Chan Paul S, Berg Robert A, Nadkarni Vinay M
Saint Luke's Mid America Heart Institute and University of Missouri, Kansas City (P.S.C.).
The Children's Hospital of Philadelphia, University of Pennsylvania Perelman School of Medicine, Philadelphia (R.A.B., V.M.N.).
Circ Cardiovasc Qual Outcomes. 2020 May;13(5):e006779. doi: 10.1161/CIRCOUTCOMES.120.006779. Epub 2020 Apr 7.

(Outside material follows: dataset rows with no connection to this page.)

PR #7975, opened 2024-12-26
Declarative RLP Encoding/Decoding

emlautarom1:
## Changes

- Introduce an alternative approach to RLP encoding and decoding, based on a declarative API with support for code generation through [Source Generators](https://devblogs.microsoft.com/dotnet/introducing-c-source-generators/)

- [ ] Optimization
- [x] Refactoring
- [ ] Documentation update
- [ ] Build-related changes
- [ ] Other: _Description_

#### Requires testing

- [x] Yes
- [ ] No

- [x] Yes
- [ ] No

#### Notes on testing

The core library has 100% test coverage. Source generated code might not be fully covered.

- [ ] Yes
- [x] No

- [ ] Yes
- [x] No

## Remarks

When we started working on refactoring our `TxDecoder` one thing that came up was how unergonomic is to work with our current RLP API. We even have some comments on the code itself mentioning these difficulties, for example:

https://github.com/NethermindEth/nethermind/blob/b81070de7a905b52a6f605ebdd4f417fefe234c7/src/Nethermind/Nethermind.Serialization.Rlp/Eip2930/AccessListDecoder.cs#L17-L23

https://github.com/NethermindEth/nethermind/blob/b81070de7a905b52a6f605ebdd4f417fefe234c7/src/Nethermind/Nethermind.Serialization.Rlp/Eip2930/AccessListDecoder.cs#L76-L81

This PR introduces a new RLP API based on https://github.com/NethermindEth/nethermind/pull/7334#issuecomment-2329147512 with several improvements:

- Describe the structure of a record and get encoding and decoding for free. No code duplication required.
- Records can be described using other records. Supports conditional, exceptions, function calls, etc.
- Decoding and encoding are extensible through classes that can be defined anywhere, plus some extension methods.
- Minimal core library with 100% code coverage.
- Supports backtracking.
- All function calls are known ahead of time (no `virtual` or `override`). Interfaces are only used to enforce implementations.
- Despite the extensive usage of lambdas, no closures are required (all lambdas are `static`). You can still use them if you want to, but overloads are provided to avoid them.
- Automatically generate the required code through Source Generators.


LukaszRozmej:
Can you move some RLP decoders to this new approach for testing purposes?
Can you share their generated code for inspection?

LukaszRozmej (commented):
Would be great to move from string builders to some more readable format. Even giant string interpolation would be good here.

emlautarom1:
This is how the generated code looks like for the Rose Tree (formatted):

https://github.com/NethermindEth/nethermind/blob/8341a0e956b0c7995a2e50f3c1b8e4f9a5bf4310/src/Nethermind/Nethermind.Serialization.FluentRlp.Test/RlpDerivedTest.cs#L22-L23

```C#
// <auto-generated />
#nullable enable
using System;
using System.CodeDom.Compiler;
using Nethermind.Serialization.FluentRlp;
using Nethermind.Serialization.FluentRlp.Instances;

namespace Nethermind.Serialization.FluentRlp.Test;

[GeneratedCode("RlpSourceGenerator", "0.1")]
public abstract class TreeRlpConverter : IRlpConverter<Nethermind.Serialization.FluentRlp.Test.Tree>
{
    public static void Write(ref RlpWriter w, Nethermind.Serialization.FluentRlp.Test.Tree value)
    {
        w.WriteSequence(value, static (ref RlpWriter w, Nethermind.Serialization.FluentRlp.Test.Tree value) =>
        {
            w.Write(value.Value);
            w.Write(value.Children, static (ref RlpWriter w, Tree value) => { w.Write(value); });
        });
    }

    public static Nethermind.Serialization.FluentRlp.Test.Tree Read(ref RlpReader r)
    {
        return r.ReadSequence(static (scoped ref RlpReader r) =>
        {
            var Value = r.ReadString();
            var Children = r.ReadList(static (scoped ref RlpReader r) => { return r.ReadTree(); });
            return new Nethermind.Serialization.FluentRlp.Test.Tree(Value, Children);
        });
    }
}

[GeneratedCode("RlpSourceGenerator", "0.1")]
public static class TreeExt
{
    public static Nethermind.Serialization.FluentRlp.Test.Tree ReadTree(this ref RlpReader reader) => TreeRlpConverter.Read(ref reader);
    public static void Write(this ref RlpWriter writer, Nethermind.Serialization.FluentRlp.Test.Tree value) => TreeRlpConverter.Write(ref writer, value);
}
```

In Rider you can inspect the generated in the Solution explorer:

image

src/Nethermind/Nethermind.Serialization.FluentRlp/Rlp.cs
```diff
@@ -0,0 +1,33 @@
...
+
+        return serialized;
+    }
+
+    public static T Read<T>(ReadOnlySpan<byte> source, RefRlpReaderFunc<T> func)
+        where T : allows ref struct
+    {
+        var reader = new RlpReader(source);
+        T result = func(ref reader);
+        // TODO: We might want to add an option to check for no trailing bytes.
```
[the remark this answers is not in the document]
emlautarom1: Added: now the `RLP` API will throw when there are trailing bytes.

emlautarom1:
Updated generators to use string interpolation. There are some places where we still use `StringBuilder` though.

LukaszRozmej:
> This is how the generated code looks like for the Rose Tree (formatted):

Ok but can we do something real-life for us? Like `BlockHeader` for example?

src/Nethermind/Nethermind.Serialization.FluentRlp/RlpWriter.cs
```diff
@@ -0,0 +1,203 @@
...
+public ref struct RlpWriter
+{
+    private const bool LengthMode = false;
+    private const bool ContentMode = true;
+
+    private bool _mode;
+
+    public int Length { get; private set; }
+
+    private byte[] _buffer;
```
LukaszRozmej, line 25: We often write into Netty arena-based buffers to avoid allocations, would be good to support that.

LukaszRozmej (commented):
What about `RlpBehaviors`?

src/Nethermind/Nethermind.Serialization.FluentRlp/Int32Primitive.cs
```diff
@@ -0,0 +1,23 @@
...
+    /// <summary>
+    /// Reads a <see cref="int" /> from the beginning of a read-only span of bytes, as big endian.
+    /// </summary>
+    /// <param name="source">The read-only span to read.</param>
+    /// <returns>The big endian value.</returns>
+    /// <remarks>The span is padded with leading `0`s as needed.</remarks>
+    public static int Read(ReadOnlySpan<byte> source)
+    {
+        Span<byte> buffer = stackalloc byte[sizeof(Int32)];
+        source.CopyTo(buffer[^source.Length..]);
```
Scooletz, line 20: `Unsafe.ReadUnalaligned`? Why copy?

src/Nethermind/Nethermind.Serialization.FluentRlp/Rlp.cs
```diff
@@ -0,0 +1,33 @@
...
+        => Write(action, static (ref RlpWriter w, RefRlpWriterAction action) => action(ref w));
+
+    public static byte[] Write<TContext>(TContext ctx, RefRlpWriterAction<TContext> action)
+        where TContext : allows ref struct
+    {
+        var lengthWriter = RlpWriter.LengthWriter();
+        action(ref lengthWriter, ctx);
+        var serialized = new byte[lengthWriter.Length];
+        var contentWriter = RlpWriter.ContentWriter(serialized);
+        action(ref contentWriter, ctx);
```
Scooletz, line 20: When is it used? Do we write the data twice?

src/Nethermind/Nethermind.Serialization.FluentRlp/RlpWriter.cs
```diff
@@ -0,0 +1,203 @@
...
+
+    public static RlpWriter LengthWriter()
+    {
+        return new RlpWriter
+        {
+            _mode = LengthMode
+        };
+    }
+
+    public static RlpWriter ContentWriter(byte[] buffer)
```
Scooletz, line 36: Have you considered adding an option aligned with `Utf8JsonWriter` where there's a ctor that accepts `IBufferWriter<byte>`? This would mean that ufortunately dicontinued chunks should be supported, but could allow to provide a writer over anything. Maybe this could help to address Netty comment from @LukaszRozmej  

https://learn.microsoft.com/en-us/dotnet/api/system.text.json.utf8jsonwriter.-ctor?view=net-9.0#system-text-json-utf8jsonwriter-ctor(system-buffers-ibufferwriter((system-byte))-system-text-json-jsonwriteroptions)

Scooletz (commented):
What an interesting take on this topic 😍 A few remarks provided as comments. General:

1. Probably `[SkipLocalInit]` would be beneficial.
2. Benchmarking with potential ASM output
3. Converting some of the existing ones and performing mano-a-mano comparison.

src/Nethermind/Nethermind.Serialization.FluentRlp.Generator/RlpSourceGenerator.cs
```diff
@@ -0,0 +1,320 @@
...
+/// </summary>
+[Generator]
+public sealed class RlpSourceGenerator : IIncrementalGenerator
+{
+    private const string Version = "0.1";
+    private const string GeneratedCodeAttribute = $"""[GeneratedCode("{nameof(RlpSourceGenerator)}", "{Version}")]""";
+
+    public void Initialize(IncrementalGeneratorInitializationContext context)
+    {
+        var provider = context.SyntaxProvider.CreateSyntaxProvider(
```
Scooletz, line 46: Consider attribute based creation using [ForAttributeWithMetadataName](https://learn.microsoft.com/en-us/dotnet/api/microsoft.codeanalysis.syntaxvalueprovider.forattributewithmetadataname?view=roslyn-dotnet-4.9.0). It should be much more cheaper than scanning all the records and only then select on attribute basis.

src/Nethermind/Nethermind.Serialization.FluentRlp/Int32Primitive.cs
emlautarom1: This method was added due to `BinaryPrimitives.ReadInt32BigEndian` requiring exactly 4 byte to read a `Int32`, so we pad `source` with enough `0` so it can properly decode.

I've never used `Unsafe.ReadUnaligned`, not even `usafe` code. How would that look?

src/Nethermind/Nethermind.Serialization.FluentRlp/Rlp.cs
emlautarom1: When is what used? We "write" the data twice to first compute the length (`LengthWriter`), and then we actually write the bytes into a buffer (`ContentWriter`).

src/Nethermind/Nethermind.Serialization.FluentRlp/RlpWriter.cs
emlautarom1: Interesting. I picked `byte[]` as a safe default but there is no reason why other type could be used.

- `IBufferWriter<T>` is quite small, it's part of the std lib and it supports `Span`-based APIs.

- `NettyRlpStream` is based on `IByteBuffer`, the latter which is defined in `DotNetty.Buffers`. It supports the operations that we need but it's quite large.

Now, the issue is that `IByteBuffer` and `IBufferWriter` are unrelated so we would need to pick one (unless we start doing conversions).

LukaszRozmej: `IBufferWriter` is probably more useful, we can try making adapter to `IByteBuffer` if we want

src/Nethermind/Nethermind.Serialization.FluentRlp/Int32Primitive.cs
LukaszRozmej: Why not use `Bytes` class we already have?

emlautarom1:
@LukaszRozmej `RlpBehaviors` as currently defined are not supported by the API though you can get the same behavior by manually pass any "context" during read/write.

We recently changed the `Rlp` interface so trailing bytes throw by default (though you can avoid it by using the `RlpReader`/`RlpWriter` structs directly if needed).

emlautarom1:
@LukaszRozmej `RlpBehaviors` are not explicitly supported by the API but you can get the same behavior by manually passing any "context" when reading/writing.

Note that we recently changed the `Rlp` interface so trailing bytes throw by default. If you want more control over what happens before or after reading/writing you can use the `RlpReader` and `RlpWriter` APIs directly.

emlautarom1:
I've added a benchmark that encodes and decodes an `AccessList` as defined in:

https://github.com/NethermindEth/nethermind/blob/e0c4a599d8f0ee1c8e3ce13d1c8620d4e3255a23/src/Nethermind/Nethermind.Core/Eip2930/AccessList.cs#L15

Results on my machine are the following:

```
| Method  | Mean     | Error   | StdDev  | Ratio |
|-------- |---------:|--------:|--------:|------:|
| Current | 343.9 us | 1.43 us | 1.34 us |  1.00 |
| Fluent  | 834.9 us | 2.34 us | 2.19 us |  2.43 |
```

There is room for a possible optimization: some records like `Address` have a known fixed byte size which we can leverage to avoid having to copy bytes twice: once to figure out the length and the other to actually copy the bytes.

src/Nethermind/Nethermind.Serialization.FluentRlp/Int32Primitive.cs
emlautarom1: Didn't think about it, but seems like implementations are the same:

https://github.com/NethermindEth/nethermind/blob/c8748770fe88fecf3b0b36226296e5c0858da051/src/Nethermind/Nethermind.Core/Extensions/Bytes.cs#L439-L441

Seems a bit overkill to add a project reference for 3 LOCs.

emlautarom1:
Replacing `Marshal.SizeOf<T>()` with `sizeof(T)` and some unsafe annotations gives quite the boost at no cost:

```
| Method  | Mean     | Error   | StdDev  | Ratio | RatioSD |
|-------- |---------:|--------:|--------:|------:|--------:|
| Current | 359.8 us | 5.03 us | 4.70 us |  1.00 |    0.02 |
| Fluent  | 626.2 us | 2.90 us | 2.42 us |  1.74 |    0.02 |
```

src/Nethermind/Nethermind.Serialization.FluentRlp/RlpWriter.cs
```diff
@@ -0,0 +1,203 @@
...
+                break;
+        }
+    }
+
+    private unsafe void LengthWrite<T>(T value) where T : unmanaged, IBinaryInteger<T>
+    {
+        var size = sizeof(T);
+        Span<byte> bigEndian = stackalloc byte[size];
+        value.WriteBigEndian(bigEndian);
+        bigEndian = bigEndian.TrimStart((byte)0);
```
emlautarom1, line 63: `TrimStart` does not seem to be heavily optimized. There might be something better that we can use, specially considering that we're removing leading zeros.

emlautarom1:
After running some benchmarks I found that `UInt256` was getting boxed due to the usage of interface default bodies. Fixing that issue improves performance and drastically reduces memory allocation (added `[MemoryDiagnoser]` as requested by @Scooletz):

```
| Method  | Mean     | Error   | StdDev  | Ratio | Gen0     | Gen1     | Gen2     | Allocated  | Alloc Ratio |
|-------- |---------:|--------:|--------:|------:|---------:|---------:|---------:|-----------:|------------:|
| Current | 359.5 us | 0.98 us | 0.86 us |  1.00 | 166.5039 | 166.5039 | 166.5039 | 1033.87 KB |        1.00 |
| Fluent  | 530.1 us | 4.67 us | 4.14 us |  1.47 |  51.7578 |  51.7578 |  51.7578 |   617.5 KB |        0.60 |
```

src/Nethermind/Nethermind.Serialization.Rlp.Benchmark/Program.cs
```diff
@@ -0,0 +1,120 @@
...
+        _fluent = Benchmark.Fluent.BuildAccessList(new Random(42));
+    }
+
+    [Benchmark(Baseline = true)]
+    public Nethermind.Core.Eip2930.AccessList Current()
+    {
+        var decoder = Eip2930.AccessListDecoder.Instance;
+
+        var length = decoder.GetLength(_current, RlpBehaviors.None);
+        var stream = new RlpStream(length);
```
Scooletz, line 36: This line is responsible for all the allocations as it allocates a new array underneath https://github.com/NethermindEth/nethermind/blob/4e4455960a4d62ea3429e7bb143b45789ec7246f/src/Nethermind/Nethermind.Serialization.Rlp/RlpStream.cs#L44 Is this the case that we want to benchmark or rather it should be a reused `RlpStream` here?

emlautarom1: To be comparable with the `FluentRlp` approach we should allocate a new buffer. Since both will allocate the same buffer size then it should not matter.

Scooletz: I see. If they allocate the same buffer, what makes the current allocate over 400kb more then?

emlautarom1: Interestingly they're not allocating the same buffer size: the fluent approach uses a buffer of `170850` bytes while the current one uses `172845`. That does not account for the 400kb you mention though. Rider's profiler is not giving me anything useful so I'm kind of stuck now.

Maybe we should add other objects (ex. `LogEntry`, `BlockInfo`, etc.) to get more accurate benchmarks.

src/Nethermind/Nethermind.Serialization.FluentRlp/RlpWriter.cs
LukaszRozmej: Looks like .net doesn't use SIMD for it!
We could write Vector based way to find start index.
@benaadams

src/Nethermind/Nethermind.Serialization.FluentRlp/RlpWriter.cs
emlautarom1: Replaced `byte[]` buffer with `IBufferWriter<byte>`.

The return type of the `Rlp` interface is now `ReadOnlyMemory<byte>` instead of `byte[]` for more flexibility compared to returning `ReadOnlySpan<byte>`. Overloads for `Rlp.Read(ReadOnlyMemory<byte>)` were added.

src/Nethermind/Nethermind.Serialization.Rlp.Benchmark/Program.cs
LukaszRozmej: you can use NettyRlpStream that uses arena memory

src/Nethermind/Nethermind.Serialization.FluentRlp/Rlp.cs
Scooletz: This is costly. There might be a way to write it once if you do it in a way similar to Paprika. In Paprika, there's enough room left at the beginning to encode any length, then once the encoding is done, the length is written at the beginning and the position is adjusted. This would require a copy of the memory though as it would leave a gap at the beginning. This might be still cheaper if you copy the memory once more instead of going through the serialization two times.

Having this said, maybe adding some context instead of a writer could be useful. If there was a context you could borrow from it an array to write to, without getting into ArrayPool.Shared thing. In Paprika profiling this was costly and was eliminated by passing a context object that has a simple stack of arrays that you can rent from (single threaded, no need to deal with the shared thing).

https://github.com/NethermindEth/Paprika/blob/61c326a39e942ab9c550f6a6b9b5df59e67c0f0f/src/Paprika/Merkle/ComputeMerkleBehavior.cs#L750-L757

emlautarom1: This could work but I think it would be quite a redesign if it were to be adapted to all paths, not only here at the top level. Recursive calls in `WriteSequence` would need to be adjusted to first immediately write the bytes and then move them around to deal with writing the length first.

Could be worth exploring though.

src/Nethermind/Nethermind.Serialization.FluentRlp/Rlp.cs
```diff
@@ -37,3 +33,43 @@ public static T Read<T>(ReadOnlySpan<byte> source, RefRlpReaderFunc<T> func)
...
+    public T[] Buffer => _buffer;
+
+    /// <summary>
+    /// Creates an instance of an <see cref="FixedArrayBufferWriter{T}"/>, in which data can be written to,
+    /// with a fixed capacity specified.
+    /// </summary>
+    /// <param name="capacity">The capacity of the underlying buffer.</param>
+    public FixedArrayBufferWriter(int capacity)
+    {
+        _buffer = new T[capacity];
```
LukaszRozmej, line 55: ArrayPool?

emlautarom1: By default I think we should go with a plain array to match the `ArrayBufferWriter` behavior. At the end of the day, the `RLP` static class is like a "safe default" API.

If we want more control over the buffers we use we can write a custom `IBufferWriter` as you suggested earlier while using `RlpReader` and `RlpWriter` directly.

src/Nethermind/Nethermind.Serialization.FluentRlp/Rlp.cs
Scooletz: Moving once vs writing twice 👀 Clearly, I'm just asking as I don't have a clear answer. Also, in Paprika there are just a few cases where it's needed as majority of the written RLP is really short (beside branches, where it's applied).

stdevMac:
@emlautarom1 stale-PR check: parked on the 1.47x perf blocker, and #12011 changed the RLP ground under it. OK to close (the design notes stay linkable if FluentRlp gets revisited)? If there's no reply in the next few days, we'll close this as part of the stale-PR cleanup — it can always be reopened or resubmitted.

emlautarom1:
@stdevMac Feel free to close but do not delete the branch. This work is independent of any other RLP design.

LukaszRozmej:
Keeping this open as a draft rather than closing it — the design is worth preserving as a starting point even though it is not mergeable as-is.

**Status for anyone picking this up:**

- Parked on performance. The last numbers were 1.47x slower than the current encoder on the `AccessList` benchmark, after the `Marshal.SizeOf<T>()` -> `sizeof(T)` fix and the `UInt256` boxing fix. Allocations were better (0.60x), so the trade is CPU for GC pressure — not obviously the right trade for a decoder on the hot path.
- #12011 changed the RLP layer underneath this, so the comparison baseline has moved and the benchmark would need re-running before any of the above is trusted.
- The core library plus source generator is self-contained and independent of whatever direction the RLP API takes, so it stays useful as a reference for the declarative approach and for the generated-code shape.

Not merging without the perf gap closing. Leaving it in draft so the design and the discussion stay findable; the `feature/declarative-rlp` branch is not to be deleted.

The surging COVID-19 pandemic has raised ethical and moral dilemmas that Western nations with first-rate medical care facilities rarely confront—how to best allocate standard life-saving medical resources when escalating demand outstrips supply. Sadly, these quandaries are familiar challenges in resource-poor countries. What makes this pandemic notable is that the scope and number of reported cases have been primarily in First World nations, raising questions in some settings about the use of emergency treatments like resuscitation care for in-hospital cardiac arrest (IHCA). This perspective reviews the debate around these ethical and moral dilemmas more broadly but focuses specifically on IHCA and the response of the medical community.
汹涌而来的新冠疫情引发了伦理和道德困境,这是拥有一流医疗设施的西方国家很少面临的——当不断增长的需求超过供应时,如何最好地分配标准的救命医疗资源。可悲的是,这些难题在资源匮乏的国家是常见的挑战。此次疫情的显著之处在于,报告病例的范围和数量主要集中在第一世界国家,这在某些情况下引发了关于对院内心脏骤停(IHCA)使用复苏护理等紧急治疗的问题。这篇综述更广泛地审视了围绕这些伦理和道德困境的辩论,但特别关注了院内心脏骤停以及医学界的应对措施。